Goal of the exercise
Exactly the lines from the one containing "baseline fail |" to the final line below should be output, and no others.

════

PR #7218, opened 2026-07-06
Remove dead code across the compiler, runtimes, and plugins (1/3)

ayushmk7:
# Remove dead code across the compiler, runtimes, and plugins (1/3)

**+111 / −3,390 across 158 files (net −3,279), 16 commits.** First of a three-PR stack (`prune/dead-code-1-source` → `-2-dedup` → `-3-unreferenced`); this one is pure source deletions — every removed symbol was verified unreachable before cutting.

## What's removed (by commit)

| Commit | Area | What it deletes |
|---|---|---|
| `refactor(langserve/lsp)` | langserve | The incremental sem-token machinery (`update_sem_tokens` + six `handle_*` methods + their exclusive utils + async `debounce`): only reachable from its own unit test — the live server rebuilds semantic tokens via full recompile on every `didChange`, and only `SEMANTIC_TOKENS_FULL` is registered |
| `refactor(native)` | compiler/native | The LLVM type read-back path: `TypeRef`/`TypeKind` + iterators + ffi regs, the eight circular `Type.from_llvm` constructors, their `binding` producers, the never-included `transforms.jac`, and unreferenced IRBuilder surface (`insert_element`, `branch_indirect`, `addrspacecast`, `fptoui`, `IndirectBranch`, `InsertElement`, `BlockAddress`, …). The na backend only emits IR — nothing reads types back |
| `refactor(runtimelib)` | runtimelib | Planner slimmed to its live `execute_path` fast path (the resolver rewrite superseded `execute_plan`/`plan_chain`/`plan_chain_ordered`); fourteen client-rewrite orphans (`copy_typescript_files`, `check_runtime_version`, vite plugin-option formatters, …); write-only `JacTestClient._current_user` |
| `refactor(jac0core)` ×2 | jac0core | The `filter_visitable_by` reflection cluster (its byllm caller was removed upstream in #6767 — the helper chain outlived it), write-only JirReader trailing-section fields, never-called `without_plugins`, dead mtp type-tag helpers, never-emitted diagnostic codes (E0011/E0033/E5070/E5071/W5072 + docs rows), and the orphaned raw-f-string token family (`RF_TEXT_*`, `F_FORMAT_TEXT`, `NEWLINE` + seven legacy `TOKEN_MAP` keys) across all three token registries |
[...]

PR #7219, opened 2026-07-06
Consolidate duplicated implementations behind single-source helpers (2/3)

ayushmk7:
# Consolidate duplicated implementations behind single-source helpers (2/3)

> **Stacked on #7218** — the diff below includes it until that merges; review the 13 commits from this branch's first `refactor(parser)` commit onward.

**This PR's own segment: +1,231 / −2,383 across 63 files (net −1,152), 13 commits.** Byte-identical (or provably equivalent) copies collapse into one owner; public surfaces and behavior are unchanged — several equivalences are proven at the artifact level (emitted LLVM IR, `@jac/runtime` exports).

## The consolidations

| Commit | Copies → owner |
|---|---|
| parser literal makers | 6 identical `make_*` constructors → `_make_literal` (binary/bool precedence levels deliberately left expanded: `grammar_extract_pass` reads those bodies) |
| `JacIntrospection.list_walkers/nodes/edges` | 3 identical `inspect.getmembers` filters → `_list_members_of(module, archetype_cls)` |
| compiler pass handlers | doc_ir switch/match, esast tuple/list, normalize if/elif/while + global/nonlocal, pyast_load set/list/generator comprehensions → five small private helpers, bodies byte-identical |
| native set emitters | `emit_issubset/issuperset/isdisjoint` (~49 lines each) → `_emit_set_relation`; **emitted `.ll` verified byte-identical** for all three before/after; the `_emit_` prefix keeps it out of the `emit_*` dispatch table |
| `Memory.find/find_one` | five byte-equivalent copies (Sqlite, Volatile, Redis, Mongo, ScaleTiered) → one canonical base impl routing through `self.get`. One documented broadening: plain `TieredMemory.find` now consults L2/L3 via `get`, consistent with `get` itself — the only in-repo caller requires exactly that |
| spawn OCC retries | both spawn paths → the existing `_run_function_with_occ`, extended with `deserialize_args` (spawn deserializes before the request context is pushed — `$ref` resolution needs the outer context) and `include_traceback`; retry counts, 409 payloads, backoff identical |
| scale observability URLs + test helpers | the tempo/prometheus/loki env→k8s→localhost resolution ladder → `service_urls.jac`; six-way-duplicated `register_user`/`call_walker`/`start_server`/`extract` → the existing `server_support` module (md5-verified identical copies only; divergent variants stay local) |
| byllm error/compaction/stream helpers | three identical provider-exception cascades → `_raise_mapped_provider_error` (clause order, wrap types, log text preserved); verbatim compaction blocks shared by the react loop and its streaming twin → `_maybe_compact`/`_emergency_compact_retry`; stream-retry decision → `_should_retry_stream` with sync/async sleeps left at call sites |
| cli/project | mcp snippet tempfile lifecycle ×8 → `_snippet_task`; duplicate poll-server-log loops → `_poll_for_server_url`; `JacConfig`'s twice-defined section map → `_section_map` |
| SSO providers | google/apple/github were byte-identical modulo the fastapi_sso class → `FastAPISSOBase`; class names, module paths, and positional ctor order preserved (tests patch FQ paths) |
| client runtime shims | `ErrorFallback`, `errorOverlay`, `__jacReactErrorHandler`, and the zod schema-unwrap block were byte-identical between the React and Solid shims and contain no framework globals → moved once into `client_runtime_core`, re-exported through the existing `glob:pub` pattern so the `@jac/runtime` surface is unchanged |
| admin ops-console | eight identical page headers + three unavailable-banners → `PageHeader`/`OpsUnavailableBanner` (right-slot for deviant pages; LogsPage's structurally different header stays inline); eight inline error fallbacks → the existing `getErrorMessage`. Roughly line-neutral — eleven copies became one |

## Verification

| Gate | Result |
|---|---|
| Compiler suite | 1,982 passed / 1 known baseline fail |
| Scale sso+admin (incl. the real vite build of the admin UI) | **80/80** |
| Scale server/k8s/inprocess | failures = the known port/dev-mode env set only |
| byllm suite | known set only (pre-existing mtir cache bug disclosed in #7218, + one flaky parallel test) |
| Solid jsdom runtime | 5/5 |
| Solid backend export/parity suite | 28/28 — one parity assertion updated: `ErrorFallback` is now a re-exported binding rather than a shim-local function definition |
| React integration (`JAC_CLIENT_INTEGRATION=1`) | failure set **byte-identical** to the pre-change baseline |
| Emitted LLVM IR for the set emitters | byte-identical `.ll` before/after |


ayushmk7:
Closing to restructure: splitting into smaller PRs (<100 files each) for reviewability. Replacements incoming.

════

Exercise answer
| Compiler suite | 1,982 passed / 1 known baseline fail |
| Scale sso+admin (incl. the real vite build of the admin UI) | **80/80** |
| Scale server/k8s/inprocess | failures = the known port/dev-mode env set only |
| byllm suite | known set only (pre-existing mtir cache bug disclosed in #7218, + one flaky parallel test) |
| Solid jsdom runtime | 5/5 |
| Solid backend export/parity suite | 28/28 — one parity assertion updated: `ErrorFallback` is now a re-exported binding rather than a shim-local function definition |
| React integration (`JAC_CLIENT_INTEGRATION=1`) | failure set **byte-identical** to the pre-change baseline |
| Emitted LLVM IR for the set emitters | byte-identical `.ll` before/after |


ayushmk7:
Closing to restructure: splitting into smaller PRs (<100 files each) for reviewability. Replacements incoming.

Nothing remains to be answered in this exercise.